> _Problem to solve_: From the line holding "import dev.jdtech.jellyfin.databinding.FragmentAddServerBinding" to the final line below, restate each line word for word and add nothing.

> _Materials provided_:
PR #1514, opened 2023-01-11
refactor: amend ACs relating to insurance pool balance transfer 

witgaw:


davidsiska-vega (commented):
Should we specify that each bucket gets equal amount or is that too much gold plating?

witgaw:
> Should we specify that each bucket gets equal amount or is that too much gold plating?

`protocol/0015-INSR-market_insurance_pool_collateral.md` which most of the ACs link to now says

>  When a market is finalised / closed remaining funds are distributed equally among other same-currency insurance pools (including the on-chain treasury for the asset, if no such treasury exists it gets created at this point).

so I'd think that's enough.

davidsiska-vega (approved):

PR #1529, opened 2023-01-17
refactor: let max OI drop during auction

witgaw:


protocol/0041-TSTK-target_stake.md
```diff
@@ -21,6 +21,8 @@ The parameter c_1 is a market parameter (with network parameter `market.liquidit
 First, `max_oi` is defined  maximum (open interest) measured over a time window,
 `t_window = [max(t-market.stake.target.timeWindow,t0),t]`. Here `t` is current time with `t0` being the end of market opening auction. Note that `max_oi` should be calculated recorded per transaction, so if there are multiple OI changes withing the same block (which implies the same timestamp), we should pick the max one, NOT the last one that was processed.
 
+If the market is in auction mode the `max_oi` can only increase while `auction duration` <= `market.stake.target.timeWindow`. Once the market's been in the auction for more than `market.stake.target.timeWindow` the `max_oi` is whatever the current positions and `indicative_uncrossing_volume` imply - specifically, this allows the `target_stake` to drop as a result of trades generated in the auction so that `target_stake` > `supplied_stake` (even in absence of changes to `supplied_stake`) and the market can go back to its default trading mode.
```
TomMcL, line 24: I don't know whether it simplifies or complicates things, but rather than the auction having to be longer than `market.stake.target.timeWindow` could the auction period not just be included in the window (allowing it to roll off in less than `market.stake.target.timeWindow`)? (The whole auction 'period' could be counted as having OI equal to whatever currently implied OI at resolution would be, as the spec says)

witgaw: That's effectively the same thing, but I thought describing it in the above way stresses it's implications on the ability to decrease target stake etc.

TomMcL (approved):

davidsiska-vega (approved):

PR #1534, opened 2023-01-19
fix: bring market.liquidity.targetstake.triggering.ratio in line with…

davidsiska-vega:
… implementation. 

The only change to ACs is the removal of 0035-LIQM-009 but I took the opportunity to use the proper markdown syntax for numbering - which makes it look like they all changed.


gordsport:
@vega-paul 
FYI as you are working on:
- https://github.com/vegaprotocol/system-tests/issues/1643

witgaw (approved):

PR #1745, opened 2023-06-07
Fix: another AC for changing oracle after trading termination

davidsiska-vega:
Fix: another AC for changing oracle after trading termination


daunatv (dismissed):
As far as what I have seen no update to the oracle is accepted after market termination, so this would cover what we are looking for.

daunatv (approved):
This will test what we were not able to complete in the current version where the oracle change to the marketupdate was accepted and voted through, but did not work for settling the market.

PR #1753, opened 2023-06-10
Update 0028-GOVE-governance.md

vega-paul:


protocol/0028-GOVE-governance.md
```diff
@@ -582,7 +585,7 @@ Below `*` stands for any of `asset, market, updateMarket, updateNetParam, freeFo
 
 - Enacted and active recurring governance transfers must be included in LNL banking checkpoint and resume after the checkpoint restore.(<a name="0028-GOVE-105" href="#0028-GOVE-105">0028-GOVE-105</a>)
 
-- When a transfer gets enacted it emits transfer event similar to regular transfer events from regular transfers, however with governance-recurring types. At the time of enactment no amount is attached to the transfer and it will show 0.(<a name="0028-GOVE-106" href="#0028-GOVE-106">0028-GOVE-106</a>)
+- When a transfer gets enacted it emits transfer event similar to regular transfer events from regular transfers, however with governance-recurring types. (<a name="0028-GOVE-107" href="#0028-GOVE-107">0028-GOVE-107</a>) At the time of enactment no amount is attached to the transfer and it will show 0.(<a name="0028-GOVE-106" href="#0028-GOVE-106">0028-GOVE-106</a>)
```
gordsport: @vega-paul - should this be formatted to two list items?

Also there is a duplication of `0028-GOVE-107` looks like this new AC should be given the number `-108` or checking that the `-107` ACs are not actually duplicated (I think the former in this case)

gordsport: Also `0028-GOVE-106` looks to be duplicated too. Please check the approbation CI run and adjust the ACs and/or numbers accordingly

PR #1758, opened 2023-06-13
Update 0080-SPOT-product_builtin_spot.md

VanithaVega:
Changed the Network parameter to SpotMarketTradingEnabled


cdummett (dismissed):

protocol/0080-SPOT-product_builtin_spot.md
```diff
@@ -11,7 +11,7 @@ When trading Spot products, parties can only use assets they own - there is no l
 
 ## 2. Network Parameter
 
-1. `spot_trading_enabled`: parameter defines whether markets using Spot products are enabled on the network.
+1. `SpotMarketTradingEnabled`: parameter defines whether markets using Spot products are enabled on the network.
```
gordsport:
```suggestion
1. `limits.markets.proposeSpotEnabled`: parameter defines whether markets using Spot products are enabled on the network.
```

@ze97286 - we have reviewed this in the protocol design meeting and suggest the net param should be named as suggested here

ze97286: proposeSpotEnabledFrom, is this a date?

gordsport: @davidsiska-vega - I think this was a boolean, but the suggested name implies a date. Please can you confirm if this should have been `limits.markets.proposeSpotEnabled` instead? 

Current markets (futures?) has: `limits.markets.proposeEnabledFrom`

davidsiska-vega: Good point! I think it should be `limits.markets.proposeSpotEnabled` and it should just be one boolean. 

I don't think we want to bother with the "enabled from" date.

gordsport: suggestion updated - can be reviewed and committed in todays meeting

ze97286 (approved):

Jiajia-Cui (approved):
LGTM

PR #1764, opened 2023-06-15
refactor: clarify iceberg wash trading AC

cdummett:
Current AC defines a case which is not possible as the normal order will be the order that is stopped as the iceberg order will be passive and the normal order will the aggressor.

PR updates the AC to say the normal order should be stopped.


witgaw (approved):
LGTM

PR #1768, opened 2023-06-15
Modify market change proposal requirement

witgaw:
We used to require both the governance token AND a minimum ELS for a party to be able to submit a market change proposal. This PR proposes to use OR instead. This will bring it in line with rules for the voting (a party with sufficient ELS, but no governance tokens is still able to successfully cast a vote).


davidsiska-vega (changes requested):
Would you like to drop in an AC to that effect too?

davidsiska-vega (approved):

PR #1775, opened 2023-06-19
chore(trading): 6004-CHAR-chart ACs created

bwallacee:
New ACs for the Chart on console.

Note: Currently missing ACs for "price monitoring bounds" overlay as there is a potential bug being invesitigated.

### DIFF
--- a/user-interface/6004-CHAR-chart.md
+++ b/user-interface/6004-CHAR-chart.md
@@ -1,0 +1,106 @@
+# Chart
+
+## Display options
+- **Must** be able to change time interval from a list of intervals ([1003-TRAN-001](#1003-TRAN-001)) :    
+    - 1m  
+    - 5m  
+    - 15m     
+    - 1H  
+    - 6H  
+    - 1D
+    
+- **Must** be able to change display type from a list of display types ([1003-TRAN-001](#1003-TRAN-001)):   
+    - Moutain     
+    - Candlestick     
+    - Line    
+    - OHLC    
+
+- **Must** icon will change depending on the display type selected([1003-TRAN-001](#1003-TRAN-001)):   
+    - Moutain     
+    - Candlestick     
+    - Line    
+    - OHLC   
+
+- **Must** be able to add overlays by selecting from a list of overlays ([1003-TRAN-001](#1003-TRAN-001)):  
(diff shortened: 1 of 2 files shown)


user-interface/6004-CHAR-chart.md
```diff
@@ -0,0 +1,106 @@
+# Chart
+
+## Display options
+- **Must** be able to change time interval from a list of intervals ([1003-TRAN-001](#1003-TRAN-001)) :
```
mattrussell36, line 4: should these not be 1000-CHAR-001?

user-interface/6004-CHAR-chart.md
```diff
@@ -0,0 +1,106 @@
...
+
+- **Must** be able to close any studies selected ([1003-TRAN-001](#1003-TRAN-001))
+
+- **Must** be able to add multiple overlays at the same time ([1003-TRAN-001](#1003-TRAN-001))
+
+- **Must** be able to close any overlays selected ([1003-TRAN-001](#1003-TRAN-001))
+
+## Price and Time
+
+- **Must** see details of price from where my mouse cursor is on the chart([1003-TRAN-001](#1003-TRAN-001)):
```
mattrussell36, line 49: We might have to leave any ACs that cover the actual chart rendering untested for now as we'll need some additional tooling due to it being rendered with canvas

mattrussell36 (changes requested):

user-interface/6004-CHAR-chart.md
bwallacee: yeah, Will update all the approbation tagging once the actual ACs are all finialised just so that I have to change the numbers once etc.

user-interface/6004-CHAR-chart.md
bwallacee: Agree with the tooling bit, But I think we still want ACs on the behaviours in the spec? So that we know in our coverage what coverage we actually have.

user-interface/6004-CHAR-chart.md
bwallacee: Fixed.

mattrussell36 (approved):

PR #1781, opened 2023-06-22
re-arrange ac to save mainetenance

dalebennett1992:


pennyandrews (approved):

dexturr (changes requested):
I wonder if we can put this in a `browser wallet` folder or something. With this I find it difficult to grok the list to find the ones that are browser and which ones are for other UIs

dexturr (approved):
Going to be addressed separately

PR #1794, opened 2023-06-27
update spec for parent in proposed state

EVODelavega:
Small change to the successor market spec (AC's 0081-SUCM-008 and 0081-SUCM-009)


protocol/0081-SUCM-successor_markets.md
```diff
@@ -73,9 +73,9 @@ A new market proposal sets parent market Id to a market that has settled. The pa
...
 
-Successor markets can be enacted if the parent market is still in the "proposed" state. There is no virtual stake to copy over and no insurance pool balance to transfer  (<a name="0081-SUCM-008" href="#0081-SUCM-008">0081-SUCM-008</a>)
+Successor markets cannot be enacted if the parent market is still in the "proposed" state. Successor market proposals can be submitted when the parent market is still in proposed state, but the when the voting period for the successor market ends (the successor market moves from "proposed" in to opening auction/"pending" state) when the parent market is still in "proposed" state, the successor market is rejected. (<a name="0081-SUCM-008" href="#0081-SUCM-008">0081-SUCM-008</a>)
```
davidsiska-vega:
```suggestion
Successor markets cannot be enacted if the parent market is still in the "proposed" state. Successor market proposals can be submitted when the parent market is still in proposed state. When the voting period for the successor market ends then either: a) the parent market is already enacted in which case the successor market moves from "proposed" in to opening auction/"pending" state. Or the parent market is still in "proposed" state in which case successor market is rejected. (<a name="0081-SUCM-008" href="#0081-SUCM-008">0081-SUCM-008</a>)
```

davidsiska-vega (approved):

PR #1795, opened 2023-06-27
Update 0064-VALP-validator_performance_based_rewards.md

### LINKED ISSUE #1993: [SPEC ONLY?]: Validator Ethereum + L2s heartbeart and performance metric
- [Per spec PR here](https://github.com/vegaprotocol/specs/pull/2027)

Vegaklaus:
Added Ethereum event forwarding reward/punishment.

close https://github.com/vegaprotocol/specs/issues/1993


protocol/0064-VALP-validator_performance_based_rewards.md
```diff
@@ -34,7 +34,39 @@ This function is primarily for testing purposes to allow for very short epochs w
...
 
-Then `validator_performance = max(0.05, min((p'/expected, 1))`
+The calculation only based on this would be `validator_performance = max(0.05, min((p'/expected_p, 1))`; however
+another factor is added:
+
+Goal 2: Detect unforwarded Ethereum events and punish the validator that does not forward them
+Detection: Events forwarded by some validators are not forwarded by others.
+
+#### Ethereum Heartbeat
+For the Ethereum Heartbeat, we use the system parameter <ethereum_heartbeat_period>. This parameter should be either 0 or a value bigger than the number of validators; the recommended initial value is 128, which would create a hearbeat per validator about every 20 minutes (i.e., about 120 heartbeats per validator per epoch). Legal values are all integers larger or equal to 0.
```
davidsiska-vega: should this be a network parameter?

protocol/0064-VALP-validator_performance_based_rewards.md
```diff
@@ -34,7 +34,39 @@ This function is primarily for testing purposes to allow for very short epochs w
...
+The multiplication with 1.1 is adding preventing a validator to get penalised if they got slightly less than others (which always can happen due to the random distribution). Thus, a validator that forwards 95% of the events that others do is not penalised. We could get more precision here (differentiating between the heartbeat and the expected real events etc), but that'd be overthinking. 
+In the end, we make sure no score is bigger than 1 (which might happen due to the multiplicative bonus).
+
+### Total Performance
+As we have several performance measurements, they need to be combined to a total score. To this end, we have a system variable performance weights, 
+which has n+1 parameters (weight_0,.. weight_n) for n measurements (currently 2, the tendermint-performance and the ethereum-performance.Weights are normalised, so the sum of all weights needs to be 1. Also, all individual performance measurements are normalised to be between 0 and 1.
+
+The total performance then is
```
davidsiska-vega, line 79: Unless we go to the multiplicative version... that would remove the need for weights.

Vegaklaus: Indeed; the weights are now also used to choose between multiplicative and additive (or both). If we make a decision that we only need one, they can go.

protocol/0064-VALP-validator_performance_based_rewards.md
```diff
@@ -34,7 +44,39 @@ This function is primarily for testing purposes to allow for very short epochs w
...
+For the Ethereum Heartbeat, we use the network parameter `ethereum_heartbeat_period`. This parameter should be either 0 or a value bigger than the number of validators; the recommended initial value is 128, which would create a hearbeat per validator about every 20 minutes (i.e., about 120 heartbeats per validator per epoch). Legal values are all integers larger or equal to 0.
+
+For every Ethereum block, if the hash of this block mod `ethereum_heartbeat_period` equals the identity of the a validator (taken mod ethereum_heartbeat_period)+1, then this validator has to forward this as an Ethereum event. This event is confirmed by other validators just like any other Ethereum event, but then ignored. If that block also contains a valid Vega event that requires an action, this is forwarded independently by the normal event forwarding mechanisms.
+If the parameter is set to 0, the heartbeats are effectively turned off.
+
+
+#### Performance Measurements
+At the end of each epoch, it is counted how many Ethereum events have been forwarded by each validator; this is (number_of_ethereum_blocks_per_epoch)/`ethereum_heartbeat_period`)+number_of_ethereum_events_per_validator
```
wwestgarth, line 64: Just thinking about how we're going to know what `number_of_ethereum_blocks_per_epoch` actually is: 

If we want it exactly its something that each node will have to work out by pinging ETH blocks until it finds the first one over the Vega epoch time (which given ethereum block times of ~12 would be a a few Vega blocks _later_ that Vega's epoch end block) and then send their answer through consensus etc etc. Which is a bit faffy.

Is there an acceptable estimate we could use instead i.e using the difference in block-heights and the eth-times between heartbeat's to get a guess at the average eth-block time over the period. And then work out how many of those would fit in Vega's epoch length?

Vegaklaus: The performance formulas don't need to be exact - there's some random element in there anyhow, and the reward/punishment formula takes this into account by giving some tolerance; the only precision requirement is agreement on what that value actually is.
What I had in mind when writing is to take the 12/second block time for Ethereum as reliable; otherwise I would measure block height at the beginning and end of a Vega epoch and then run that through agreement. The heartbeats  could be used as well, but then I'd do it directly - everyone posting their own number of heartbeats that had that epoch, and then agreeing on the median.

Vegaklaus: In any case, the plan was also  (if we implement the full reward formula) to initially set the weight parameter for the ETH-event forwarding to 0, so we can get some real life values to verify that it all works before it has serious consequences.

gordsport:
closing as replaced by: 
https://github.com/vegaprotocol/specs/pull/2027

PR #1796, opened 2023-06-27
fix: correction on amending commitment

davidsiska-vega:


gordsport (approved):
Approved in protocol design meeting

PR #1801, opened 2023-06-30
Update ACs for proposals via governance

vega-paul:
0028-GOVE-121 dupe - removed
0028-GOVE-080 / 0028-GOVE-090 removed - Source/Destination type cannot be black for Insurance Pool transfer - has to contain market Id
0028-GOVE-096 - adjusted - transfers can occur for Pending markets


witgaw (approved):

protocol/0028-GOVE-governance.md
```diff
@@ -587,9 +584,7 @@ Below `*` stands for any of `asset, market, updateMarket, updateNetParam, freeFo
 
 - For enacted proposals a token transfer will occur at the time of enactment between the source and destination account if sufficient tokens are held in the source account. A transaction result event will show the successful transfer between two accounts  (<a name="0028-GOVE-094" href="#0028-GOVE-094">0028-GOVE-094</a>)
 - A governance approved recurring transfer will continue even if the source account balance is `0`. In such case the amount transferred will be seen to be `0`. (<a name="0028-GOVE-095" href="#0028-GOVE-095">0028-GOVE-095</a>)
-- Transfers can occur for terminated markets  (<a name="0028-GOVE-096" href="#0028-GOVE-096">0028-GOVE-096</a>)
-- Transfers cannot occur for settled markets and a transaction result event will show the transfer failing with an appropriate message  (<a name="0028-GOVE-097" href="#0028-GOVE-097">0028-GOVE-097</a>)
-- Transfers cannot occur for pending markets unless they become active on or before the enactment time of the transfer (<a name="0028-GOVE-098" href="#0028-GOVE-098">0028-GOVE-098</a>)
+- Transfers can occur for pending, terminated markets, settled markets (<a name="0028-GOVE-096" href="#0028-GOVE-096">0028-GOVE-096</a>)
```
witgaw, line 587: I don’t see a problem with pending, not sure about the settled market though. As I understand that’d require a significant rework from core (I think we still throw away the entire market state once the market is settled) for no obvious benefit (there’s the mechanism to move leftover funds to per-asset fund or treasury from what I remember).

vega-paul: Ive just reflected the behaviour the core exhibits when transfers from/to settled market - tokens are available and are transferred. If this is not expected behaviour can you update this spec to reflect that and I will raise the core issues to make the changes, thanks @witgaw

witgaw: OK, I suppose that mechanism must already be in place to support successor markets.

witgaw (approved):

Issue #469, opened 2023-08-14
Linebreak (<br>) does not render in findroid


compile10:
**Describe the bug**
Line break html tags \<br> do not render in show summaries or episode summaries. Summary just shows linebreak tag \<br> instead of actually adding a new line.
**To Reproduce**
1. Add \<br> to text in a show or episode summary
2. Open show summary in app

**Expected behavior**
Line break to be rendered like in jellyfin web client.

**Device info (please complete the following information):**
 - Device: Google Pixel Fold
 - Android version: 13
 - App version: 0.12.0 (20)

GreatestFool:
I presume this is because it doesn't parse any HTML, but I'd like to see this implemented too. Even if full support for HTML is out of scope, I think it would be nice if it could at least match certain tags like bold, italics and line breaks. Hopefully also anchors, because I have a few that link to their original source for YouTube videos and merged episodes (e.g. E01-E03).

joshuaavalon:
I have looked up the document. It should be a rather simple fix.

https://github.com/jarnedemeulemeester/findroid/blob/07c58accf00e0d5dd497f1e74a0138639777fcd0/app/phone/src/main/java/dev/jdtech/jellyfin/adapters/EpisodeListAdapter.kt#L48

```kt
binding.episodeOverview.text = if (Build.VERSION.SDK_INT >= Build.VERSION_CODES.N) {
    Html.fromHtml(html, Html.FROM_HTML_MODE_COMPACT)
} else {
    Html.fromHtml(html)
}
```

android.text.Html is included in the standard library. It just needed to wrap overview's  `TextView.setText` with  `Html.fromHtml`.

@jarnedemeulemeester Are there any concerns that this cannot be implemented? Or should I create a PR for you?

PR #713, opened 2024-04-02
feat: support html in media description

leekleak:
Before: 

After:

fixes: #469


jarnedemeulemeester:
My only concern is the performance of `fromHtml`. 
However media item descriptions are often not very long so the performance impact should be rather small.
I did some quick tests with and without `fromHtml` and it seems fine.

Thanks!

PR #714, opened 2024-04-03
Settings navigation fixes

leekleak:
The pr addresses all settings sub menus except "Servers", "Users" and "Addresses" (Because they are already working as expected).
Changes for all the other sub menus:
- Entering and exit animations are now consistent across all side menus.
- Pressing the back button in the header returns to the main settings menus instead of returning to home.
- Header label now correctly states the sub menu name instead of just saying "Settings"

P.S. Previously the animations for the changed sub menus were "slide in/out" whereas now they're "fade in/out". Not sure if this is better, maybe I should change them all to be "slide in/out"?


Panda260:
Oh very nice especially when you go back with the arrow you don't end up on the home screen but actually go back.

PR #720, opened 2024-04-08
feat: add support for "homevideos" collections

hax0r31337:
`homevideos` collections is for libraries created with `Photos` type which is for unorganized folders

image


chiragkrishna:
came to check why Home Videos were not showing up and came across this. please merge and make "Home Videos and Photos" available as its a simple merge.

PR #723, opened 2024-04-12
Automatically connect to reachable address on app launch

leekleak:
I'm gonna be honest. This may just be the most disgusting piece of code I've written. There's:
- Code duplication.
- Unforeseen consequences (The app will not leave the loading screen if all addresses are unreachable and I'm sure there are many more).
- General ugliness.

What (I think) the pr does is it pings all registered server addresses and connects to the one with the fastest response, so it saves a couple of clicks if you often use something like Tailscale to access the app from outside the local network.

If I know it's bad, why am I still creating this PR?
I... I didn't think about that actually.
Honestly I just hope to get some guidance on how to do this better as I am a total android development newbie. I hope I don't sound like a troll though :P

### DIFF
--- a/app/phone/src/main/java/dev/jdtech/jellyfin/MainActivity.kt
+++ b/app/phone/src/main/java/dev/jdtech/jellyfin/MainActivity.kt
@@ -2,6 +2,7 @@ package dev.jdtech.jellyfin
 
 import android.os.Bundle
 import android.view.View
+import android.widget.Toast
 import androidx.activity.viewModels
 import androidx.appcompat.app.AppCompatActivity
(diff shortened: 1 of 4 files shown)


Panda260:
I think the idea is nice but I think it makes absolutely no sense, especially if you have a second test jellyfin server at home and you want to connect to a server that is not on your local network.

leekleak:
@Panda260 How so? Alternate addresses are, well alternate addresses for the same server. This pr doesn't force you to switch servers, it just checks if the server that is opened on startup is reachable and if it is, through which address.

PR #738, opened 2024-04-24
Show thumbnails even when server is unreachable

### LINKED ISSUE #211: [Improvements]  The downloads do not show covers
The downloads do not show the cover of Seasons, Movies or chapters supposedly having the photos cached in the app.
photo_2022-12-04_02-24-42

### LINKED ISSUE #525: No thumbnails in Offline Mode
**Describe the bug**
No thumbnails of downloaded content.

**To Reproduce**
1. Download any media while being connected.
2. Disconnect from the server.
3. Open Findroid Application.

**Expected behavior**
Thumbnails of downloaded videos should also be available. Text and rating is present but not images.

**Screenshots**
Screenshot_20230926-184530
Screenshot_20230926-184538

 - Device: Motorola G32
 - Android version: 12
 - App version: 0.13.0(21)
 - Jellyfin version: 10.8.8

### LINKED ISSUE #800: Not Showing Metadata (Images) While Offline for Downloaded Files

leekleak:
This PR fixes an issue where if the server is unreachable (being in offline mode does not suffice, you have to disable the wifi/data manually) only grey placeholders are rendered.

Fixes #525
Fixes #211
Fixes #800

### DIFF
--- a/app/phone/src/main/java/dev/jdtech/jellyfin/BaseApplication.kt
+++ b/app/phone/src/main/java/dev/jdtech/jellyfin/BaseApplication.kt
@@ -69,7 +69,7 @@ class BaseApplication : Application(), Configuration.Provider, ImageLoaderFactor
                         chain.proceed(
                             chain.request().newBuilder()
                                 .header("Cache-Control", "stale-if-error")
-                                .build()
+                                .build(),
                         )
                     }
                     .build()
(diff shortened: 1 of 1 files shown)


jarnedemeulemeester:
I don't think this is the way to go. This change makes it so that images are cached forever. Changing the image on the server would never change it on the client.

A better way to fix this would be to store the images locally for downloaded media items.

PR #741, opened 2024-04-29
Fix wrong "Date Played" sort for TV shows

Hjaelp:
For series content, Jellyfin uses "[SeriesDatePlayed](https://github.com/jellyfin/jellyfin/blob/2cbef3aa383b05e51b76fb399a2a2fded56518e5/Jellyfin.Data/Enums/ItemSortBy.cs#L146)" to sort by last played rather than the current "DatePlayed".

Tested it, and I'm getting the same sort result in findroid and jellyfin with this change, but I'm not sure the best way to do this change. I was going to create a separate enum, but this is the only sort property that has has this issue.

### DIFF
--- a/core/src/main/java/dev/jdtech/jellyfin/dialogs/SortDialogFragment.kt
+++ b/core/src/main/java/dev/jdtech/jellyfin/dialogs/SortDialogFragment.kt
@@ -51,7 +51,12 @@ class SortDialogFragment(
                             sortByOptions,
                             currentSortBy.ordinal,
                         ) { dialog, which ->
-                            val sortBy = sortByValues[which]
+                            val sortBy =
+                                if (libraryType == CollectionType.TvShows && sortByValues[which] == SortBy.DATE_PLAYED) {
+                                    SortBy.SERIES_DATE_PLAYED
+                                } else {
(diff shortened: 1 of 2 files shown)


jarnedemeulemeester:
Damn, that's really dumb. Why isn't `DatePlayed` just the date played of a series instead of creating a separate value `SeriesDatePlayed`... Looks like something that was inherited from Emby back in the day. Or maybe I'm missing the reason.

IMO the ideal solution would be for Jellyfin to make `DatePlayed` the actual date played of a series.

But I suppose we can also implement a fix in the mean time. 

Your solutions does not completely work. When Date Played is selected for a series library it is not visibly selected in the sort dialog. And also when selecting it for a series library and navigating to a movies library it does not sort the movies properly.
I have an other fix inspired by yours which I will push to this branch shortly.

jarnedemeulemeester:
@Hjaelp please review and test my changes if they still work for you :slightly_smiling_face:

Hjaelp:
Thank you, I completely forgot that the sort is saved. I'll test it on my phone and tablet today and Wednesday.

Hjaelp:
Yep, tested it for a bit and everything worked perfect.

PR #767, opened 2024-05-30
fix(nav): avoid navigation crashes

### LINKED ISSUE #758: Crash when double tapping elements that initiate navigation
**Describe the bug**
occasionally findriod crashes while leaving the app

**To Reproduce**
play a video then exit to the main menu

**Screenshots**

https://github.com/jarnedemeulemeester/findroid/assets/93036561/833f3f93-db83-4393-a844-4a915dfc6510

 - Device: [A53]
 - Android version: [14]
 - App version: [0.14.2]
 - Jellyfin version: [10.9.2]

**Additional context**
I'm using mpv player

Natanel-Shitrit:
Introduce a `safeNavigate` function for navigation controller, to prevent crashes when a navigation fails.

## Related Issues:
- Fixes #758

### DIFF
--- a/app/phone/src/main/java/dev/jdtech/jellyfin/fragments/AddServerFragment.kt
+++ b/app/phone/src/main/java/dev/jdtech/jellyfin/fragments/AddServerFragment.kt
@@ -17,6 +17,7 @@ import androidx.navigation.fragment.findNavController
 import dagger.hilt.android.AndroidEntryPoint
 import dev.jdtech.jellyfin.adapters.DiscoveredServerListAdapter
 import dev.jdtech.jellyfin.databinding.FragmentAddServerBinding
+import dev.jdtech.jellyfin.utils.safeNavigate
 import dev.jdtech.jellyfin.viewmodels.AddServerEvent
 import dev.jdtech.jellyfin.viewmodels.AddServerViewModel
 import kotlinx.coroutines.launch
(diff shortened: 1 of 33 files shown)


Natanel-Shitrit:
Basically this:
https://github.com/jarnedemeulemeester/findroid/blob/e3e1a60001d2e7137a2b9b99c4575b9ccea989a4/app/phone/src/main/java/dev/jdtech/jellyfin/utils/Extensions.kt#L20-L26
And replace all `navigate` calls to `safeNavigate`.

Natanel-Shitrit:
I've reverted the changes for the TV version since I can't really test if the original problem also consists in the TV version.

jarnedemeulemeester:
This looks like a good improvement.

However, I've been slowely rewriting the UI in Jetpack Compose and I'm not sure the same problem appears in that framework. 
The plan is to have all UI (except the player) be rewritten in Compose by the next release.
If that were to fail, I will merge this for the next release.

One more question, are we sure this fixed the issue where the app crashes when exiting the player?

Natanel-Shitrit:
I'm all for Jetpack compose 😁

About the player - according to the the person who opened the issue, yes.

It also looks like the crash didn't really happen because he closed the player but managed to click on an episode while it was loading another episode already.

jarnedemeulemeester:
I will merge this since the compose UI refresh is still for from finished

> _Output for this task_:
 import dev.jdtech.jellyfin.databinding.FragmentAddServerBinding
+import dev.jdtech.jellyfin.utils.safeNavigate
 import dev.jdtech.jellyfin.viewmodels.AddServerEvent
 import dev.jdtech.jellyfin.viewmodels.AddServerViewModel
 import kotlinx.coroutines.launch
(diff shortened: 1 of 33 files shown)


Natanel-Shitrit:
Basically this:
https://github.com/jarnedemeulemeester/findroid/blob/e3e1a60001d2e7137a2b9b99c4575b9ccea989a4/app/phone/src/main/java/dev/jdtech/jellyfin/utils/Extensions.kt#L20-L26
And replace all `navigate` calls to `safeNavigate`.

Natanel-Shitrit:
I've reverted the changes for the TV version since I can't really test if the original problem also consists in the TV version.

jarnedemeulemeester:
This looks like a good improvement.

However, I've been slowely rewriting the UI in Jetpack Compose and I'm not sure the same problem appears in that framework. 
The plan is to have all UI (except the player) be rewritten in Compose by the next release.
If that were to fail, I will merge this for the next release.

One more question, are we sure this fixed the issue where the app crashes when exiting the player?

Natanel-Shitrit:
I'm all for Jetpack compose 😁

About the player - according to the the person who opened the issue, yes.

It also looks like the crash didn't really happen because he closed the player but managed to click on an episode while it was loading another episode already.

jarnedemeulemeester:
I will merge this since the compose UI refresh is still for from finished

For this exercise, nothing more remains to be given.